July 30, 2019 / 5:18 PM / 3 months ago

DHFL submits debt restructuring plan to core lenders

(Reuters) - India’s debt-laden shadow bank Dewan Housing Finance Ltd (DHFL) has submitted a restructuring plan to its core committee of creditors (CoC), two sources involved in the matter said, adding that lead lenders were deliberating over the plan.

FILE PHOTO: A woman walks past a signboard of Dewan Housing Finance Corporation Ltd. (DHFL) outside its office on the outskirts of Mumbai, India, January 31, 2019. REUTERS/Francis Mascarenhas/File Photo

DHFL, the fourth-biggest housing finance company in India, has roughly 1 trillion rupees ($14.5 billion) of debt and is in the process of seeking lender approval on a restructuring designed to help it ride out a liquidy crunch and restart its lending business.

Several Indian non-banking finance companies (NBFCs), including DHFL, have been stung by an acute credit crunch sparked by the collapse of Infrastructure Leasing & Financial Services late last year.

The restructuring plan submitted by DHFL includes the founder’s family reducing its stake and a restructuring of loans, said one of the sources aware of details of the plan.

The restructuring could include easier repayment terms, such as longer tenure and reduced interest rates, the source added.

Both the sources asked not to be named because details of the plan had not been made public.

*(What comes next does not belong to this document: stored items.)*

Issue #450, opened 2025-06-22
issues with the installer


gggeek:
A few issues I found while trying to set up the application:

- no error messages are displayed at all if wizard pages fail halfway through because of a php error. While that is good for safety, we should try to at least mention to the user than an error happened
- if the database tables already exists, they are not dropped, and the wizard errors out. It would be nice to have an option (with confirmation) allowing to drop them
- the wizard does not check if the db user account can create triggers, which is often not the case in mysql. When that happens, the php error log contains a message similar to "You do not have the SUPER privilege and binary logging is enabled (you *might* want to use the less safe log_bin_trust_function_creators variable)"
- if the config.php file exists, and the user navigates to the setup wizard pages, the setup process is started again, without any warning that the config was already create previously

dalers:
Thanks for your impressions. @timschofield designed and implemented the "new" install system for webERP v5 and wrote an [overview of the installer in the wiki](https://github.com/timschofield/webERP/wiki/Installer) 

More generally, what do you think of the strategy of using individual SQL files for each table schema and also for default table data?

timschofield:
Hi Gaetano, as @dalers says, this is a complete rewrite of the installer so I am glad you are testing it. My answers are written inline below.

> A few issues I found while trying to set up the application:
> 
>     * no error messages are displayed at all if wizard pages fail halfway through because of a php error. While that is good for safety, we should try to at least mention to the user than an error happened

Have you specific examples of this?

> 
>     * if the database tables already exists, they are not dropped, and the wizard errors out. It would be nice to have an option (with confirmation) allowing to drop them

This was something I thought about a lot when writing the new installer. I didn't like the idea that existing tables and their data could be accidentally or deliberately dropped. Other than for testing purposes it was hard to envisage a situation where a user would want to legitimately install over an existing database, so I left it to error out, if it was tried. Am happy to hear alternative views on this.

> 
>     * the wizard does not check if the db user account can create triggers, which is often not the case in mysql. When that happens, the php error log contains a message similar to "You do not have the SUPER privilege and binary logging is enabled (you _might_ want to use the less safe log_bin_trust_function_creators variable)"

You are correct on this. @pakricard  introduced the triggers after I rewrote the installer and I never went back and looked at this. I guess we should check for this at the point we are checking the DB connection. Do you know off hand the code to check this?

> 
>     * if the config.php file exists, and the user navigates to the setup wizard pages, the setup process is started again, without any warning that the config was already create previously

[...]

PR #683, opened 2025-08-31
installer: fix checks for existing tables an abort if any are found; ...

gggeek:
...prevent overwriting config.php; remove flawed checks for permissions to create a schema; minor other fixes


gggeek:
Fixes 3 of the remaining 5 tasks for ticket #450

PR #714, opened 2025-09-17
fix Login.php warnings when included from non-top-level pages

gggeek:


timschofield:
I don't mind merging this, but I am curious to know what it fixes as I see no warnings.

gggeek:
I got the warnings when going directly (ie. typing their url in the browser) to dashboard and reportwriter pages as anon user. I suspect that it also broke the listing of companies in the login form for those cases.

timschofield:
I am confused, what does "as anon user" mean?

gggeek:
"as anon user" = not having logged in

timschofield:
If you haven't logged in and you try to go to Dashboard.php then it should take you straight back to the login page:
https://www.weberp.org/demo/Dashboard.php

Are you saying on your system it doesn't?

gggeek:
The URL I am talking about is not `/Dashboard.php`, it is f.e. `/dashboard/bank_trans.php`.

There is code in all the dashboard scripts which is meant to allow them to be run either as "applets" or as standalone web pages. Not that I think that those make necessarily a lot of sense as standalone pages, but I think that in case anyone tries to access them as anon user, the login form should be displayed correctly.

While at it, I think t might be worth discussing a bit more what happens when users try direct access to _any_ of the php files of webERP which are not meant to be standalone web pages, eg. all files in `/include`, all files in `/api` bar one, `/config.php` etc...

In my opinion:
1. none of those should display a php error/warning (and atm a lot of them do)
2. ideally, they should all respond with either a 404 or a 302 answer

Given we already discussed adding .htaccess file in the sources and you are against it, I think the best option to implement point 2 above is to add a bit of code at the top of (almost) every such php script.
Also, if we implement point 2, we fix point 1 in the course of action.

I know it's a lot of files to touch, but I think it's worth it.

PR #715 is part of that.

gggeek:
ps: the issue with accessing directly a non-top-level-url as anon user and Login.php getting things wrong is not only affecting dashboard applets - it also affects urls such as `/reportwriter/ReportMaker.php`.

In fact, it does affect every php script which is not in the top-level dir.

This fix is just one more part of the long-running task "fix usage of $PathPrefix and $RootPath".

timschofield:
Well including a .htaccess file doesn't help the increasingly large number of people using nginx.

Isn't it the job of any self respecting sysadmin to just stop the users accessing any files they shouldn't? I know I always do when setting up a system, but if someone is stupid enough to try to access one of these scripts without logging in, then all that happens is they get some error messages they won't understand??

gggeek:
> Well including a .htaccess file doesn't help the increasingly large number of people using nginx.

No, but it does serve as a blueprint for people using other webservers. Atm webERP does not provide a clear, concise list of which folder should or could be forbidden from web requests.

> Isn't it the job of any self respecting sysadmin to just stop the users accessing any files they shouldn't?

How are they supposed to know which ones? webERP does not separate them neatly into a "public" folder and "everything else". (It also does not say which folders should be writeable for reports, or for Z_ scripts, btw, but let's not open that other can of worms now)

>  but if someone is stupid enough to try to access one of these scripts without logging in, then all that happens is they get some error messages they won't understand??

It's not about stupid users. It's about robust and secure software. Getting detailed error messages is considered something valuable for attackers. Which might be hackers from over the internet, or even disgruntled employees when the app is locked down to an intranet.
We could add some docs stating "always set display_errors to false after install" but a) users seldom read docs, and b) why force users to jump through hoops when we can build things which are safe out of the box?

ps: I don't think this discussion bears in fact much weight on the fact that this PR fixes code which is evidently buggy (as in: not working correctly for any web page which is not in the web root, of which there are a few).

gggeek:
Re "Isn't it the job of any self respecting sysadmin ...": isn't webERP target of SMEs and coding-accountants a prime group of users who are by definition not "self respecting sysadmins", and who might have troubles finding (and paying) any such professionals - the same way they seem to have trouble finding self respecting coders willing to improve the code on their behalf?

timschofield:
> No, but it does serve as a blueprint for people using other webservers. Atm webERP does not provide a clear, concise list of which folder should or could be forbidden from web requests.

So the software wouldn't meet your criteria of "robust and secure" for nginx users. This is the problem when you start trying to hand hold users to the nth degree.

> 
> How are they supposed to know which ones? webERP does not separate them neatly into a "public" folder and "everything else". (It also does not say which folders should be writeable for reports, or for Z_ scripts, btw, but let's not open that other can of worms now)

That's the beauty of our file structure, it's obvious which ones.

> It's not about stupid users. It's about robust and secure software. Getting detailed error messages is considered something valuable for attackers. Which might be hackers from over the internet, or even disgruntled employees when the app is locked down to an intranet. We could add some docs stating "always set display_errors to false after install" but a) users seldom read docs, and b) why force users to jump through hoops when we can build things which are safe out of the box?

I'm not personally aware of anybody who allows unrestricted access to their webERP over the internet. That would definitely be stupid!!

Can you desctibe what info the error messages could give that the hackers couldn't get from simply going to github and reading the code?

> 
> ps: I don't think this discussion bears in fact much weight on the fact that this PR fixes code which is evidently buggy (as in: not working correctly for any web page which is not in the web root, of which there are a few).

Actually I said that at the start of the conversation. The PR doesn't do any harm - but I can't see how it does any good either, but I am prepared to merge it anyway.

gggeek:
Thanks for merging.

Re. the rest:

> So the software wouldn't meet your criteria of "robust and secure" for nginx users. This is the problem when you start trying to hand hold users to the nth degree.

Indeed my 1st choice would be to move web pages into a `/public` folder, but that is a tremendous amount of work and not likely to be welcome even if I was to start working on it...

Also, I do not think that "making software more secure oob for a part of users, and easier to secure for the rest" is something to scoff at.

> That's the beauty of our file structure, it's obvious which ones.

I strongly dissent.

> I'm not personally aware of anybody who allows unrestricted access to their webERP over the internet. That would definitely be stupid!!

Then you should probably update the installation and requirements docs stating that webERP should never be run on a public network unless an extra layer of access control is added on top.

> Can you describe what info the error messages could give that the hackers couldn't get from simply going to github and reading the code?

It's in the OWASP top-10, currently at position 5 - see: https://owasp.org/Top10/A05_2021-Security_Misconfiguration/ "Error handling reveals stack traces or other overly informative error messages to users".

Talk to any professional php developer, or take a look at any other shrinkwrap php application - they will all agree that production setups should _not_ display php errors to end users.

timschofield:
> Re "Isn't it the job of any self respecting sysadmin ...": isn't webERP target of SMEs and coding-accountants a prime group of users who are by definition not "self respecting sysadmins", and who might have troubles finding (and paying) any such professionals - the same way they seem to have trouble finding self respecting coders willing to improve the code on their behalf?

Now you are being silly @gggeek , and I'm not sure whether it's intentional or not.

The target group is people who are experts at ERP (frequently but not exclusively accountants) in all sorts of organisations (I've never personally said anything about SMEs) to take the code and modify it for their own purposes. That doesn't mean they can't afford to employ self respecting coders who know nothing about ERP to try and modify the software for them, just that they can if they want do that. We have had great success in getting such people to contribute, because we have a coding style that makes the code easy for them to read and understand. I know you don't like that style but history is on my side on this.

You are a way better PHP coder than I am, but when it comes to ERP knowledge and experience I suspect I win out.

timschofield:
> It's in the OWASP top-10, currently at position 5 - see: [owasp.org/Top10/A05_2021-Security_Misconfiguration](https://owasp.org/Top10/A05_2021-Security_Misconfiguration/) "Error handling reveals stack traces or other overly informative error messages to users".
> 
> Talk to any professional php developer, or take a look at any other shrinkwrap php application - they will all agree that production setups should _not_ display php errors to end users.

But can you let me know what info can be gleaned from the error messages that cannot be found more easily by just visiting GitHub and looking at the code?

gggeek:
> But can you let me know what info can be gleaned from the error messages that cannot be found more easily by just visiting GitHub and looking at the code?

For one, the exact folder of installation. It can help in creating scripts which f.e. drop payloads to disk which can later be accessed from the web, or a myriad of other things

timschofield:
> > But can you let me know what info can be gleaned from the error messages that cannot be found more easily by just visiting GitHub and looking at the code?
> 
> For one, the exact folder of installation. It helps in creating scripts which f.e. drop payloads to disk which can later be accessed from the web, or a myriad of other things

Well I would suggest if you have given a hacker access to your web server so they can install scripts on it, they have probably already worked out such things! You have suggested a good reason for not allowing command line scripts near a webERP installation though ;)

gggeek:
> Well I would suggest if you have given a hacker access to your web server so they can install scripts on it, they have probably already worked out such things! You have suggested a good reason for not allowing command line scripts near a webERP installation though ;)

May I suggest you get an education in secure web coding and practices before making such statements?

timschofield:
> > Well I would suggest if you have given a hacker access to your web server so they can install scripts on it, they have probably already worked out such things! You have suggested a good reason for not allowing command line scripts near a webERP installation though ;)
> 
> May I suggest you get an education in secure web coding and practices before making such statements?

Really?? So if I had this education I would then believe that it would be OK to give hackers access to a web server.

OK, I bow to your knowledge :D

gggeek:
@timschofield now it's you getting silly...

For the TLDR:

- php cli scripts vs. php web pages have nothing to do with this
- in the case of webERP, by default, there is a huge unprotected surface - all php scripts are accessible to anyone who can send an http request to the app
- you seem strongly against making it easier for the sys-admin to lock down the system via reducing the number of php scripts accessible via http requests. I still have a hard time figuring out why
- there is no documentation in the project, as far as I can tell, which strongly encourages users to set up 2ndary auth means after install, or to not allow access to the server from the internet

This situation is why it seems to me that the current and previous crop of webERP developers were not security-minded.

As a reminder, it took me less than 2 days to find 2 security-related issues within the v5 codebase, just by looking at the code (and I am not sure those were patched btw...)

As for the specifics of php warnings and error messages being visible to adversarial users:
- successful attacks get built by attackers stepwise, exploring little-by-little what they can reach / achieve
- giving to attackers as little information as possible is a core rule of secure development. It makes that exploration more difficult. It makes moving laterally more difficult. webERP being open source, attackers already have a lot of info at their disposal
- the exact filesystem path where the app is installed is generally considered a valuable piece of information. It can be used as part of the path _to reach_ remote execution / file-dropping capability
- there are many php.ini settings which the less-savvy sysadmin might turn on, which increase the amount of data visible on screen as part of error messages. Take a look at https://xdebug.org/docs/all_settings#dump_globals as an example of what I mean
- sometimes, even tech savvy sysadmins turn on a dangerous setting by mistake. Or they turn it on temporarily, and forget to turn it off
- I don't see how allowing attackers to see php errors messages by sending hand crafted http requests to openly-accessible urls might help developers, legit users, or sysadmins. There is no benefit whatsoever in allowing that

Last but not least: I have not gone through every php script in /includes with a fine comb, but there is no guarantee that none of those scripts is amenable to carry out data-manipulation when accessed directly from the web. If db access seems unlikely without going through session.php, filesystem access seems to be used much more freely throughout the codebase...

timschofield:
> This situation is why it seems to me that the current and previous crop of webERP developers were not security-minded.
> 

That's interesting. During my involvement with the project we have been audited by a number of security companies, and we have always implemented all their suggestions. I think some of your confusion stems from the fact that you seem to believe that webERP is a website, rather than an application that happens to run in a web browser.

I think I will go with the views of the professional security companies if that is OK with you?

Anyway, enough of this silliness, I have better things to do. I think we are both agreed that the probability of an attack on a webERP installation using this method is either zero, or so close to zero that it makes no difference, so I am now officially moving on, and ending my part in this discussion. The PR has been merged.

PR #715, opened 2025-09-17
Fix direct access to reportwriter page parts

gggeek:
Basically, this adds the same 'prevent direct web access' technique we already use for the installer pages to all the reportwriter pages which are not meant to be accessed directly.

This helps with security, as it avoids the display of php errors/warning messages, which may contain info useful to attackers.

It also helps the automated tests which I am expanding atm.

Also, a comment in index.php and one in 2 apparently unused files.


pakricard:
Hi @gggeek :

I can't see any issue here, but i'm curious why it has been pending to merge since 17th Set.

Is there any issue linked to this PR that we should check?

R

gggeek:
@pakricard this is pending because @timschofield does not agree with the principle of adding such guards against direct access to all php pages but the "public" ones.
I can dig up the relevant discussions if you want...

pakricard:
Thanks @gggeek. PR seem ok to me, but we will wait for @timschofield 's decision,  then.

R

PR #722, opened 2025-09-27
Add more api tests

gggeek:
* remove phpunit warnings for some cases of test failures by moving assertTrue calls at the top
* make api login work: add missing global declarations; add test for it; get default db from config
* make api_session.php more similar to session.php
* make session.php respect more settings from config.php
* make api calls fail with redirect if config.php is missing
* add tests for api calls with the 2 styles of auth


api/api_xml-rpc.php
```diff
@@ -7,4 +7,9 @@
 $dispatchMap = include(__DIR__ . '/includes/api_xml-rpc_definition.php');
 
 $server = new \PhpXmlRpc\Server($dispatchMap, false);
+
+/// @todo we should set this automatically based on $Debug from config.php
```
timschofield, line 11: I believe the debug level for the api shouldn't necessarily be the same as the debug level for the main application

DHFL did not immediately reply to an email seeking comment.

Of the total debt, DHFL owes banks approximately 380 billion rupees. The core lenders, including Union Bank and State Bank of India, are planning to call a meeting with the wider consortium of lenders in the first week of August to discuss the DHFL proposal, one of the sources said, adding that banks are not keen to inject any more capital.

SBI and Union Bank did not immediately reply to emails seeking comment outside business hours.

DHFL’s core lender group consist of seven banks, with nearly two dozen other lenders in the wider consortium.

DHFL’s plan is complicated by the need to secure approvals from mutual funds, insurers and pension funds that have also invested in the company’s debt.

According to Indian central bank’s regulations, three quarters of lenders by value of outstanding credit and 60% by number must agree on a restructuring plan for it to be cleared.

The Mumbai-based housing finance company is fairly confident of getting its rescue package approved soon, a company source had previously told Reuters. However, its auditors had recently raised red flags over the company’s financial health, which could complicate its plans.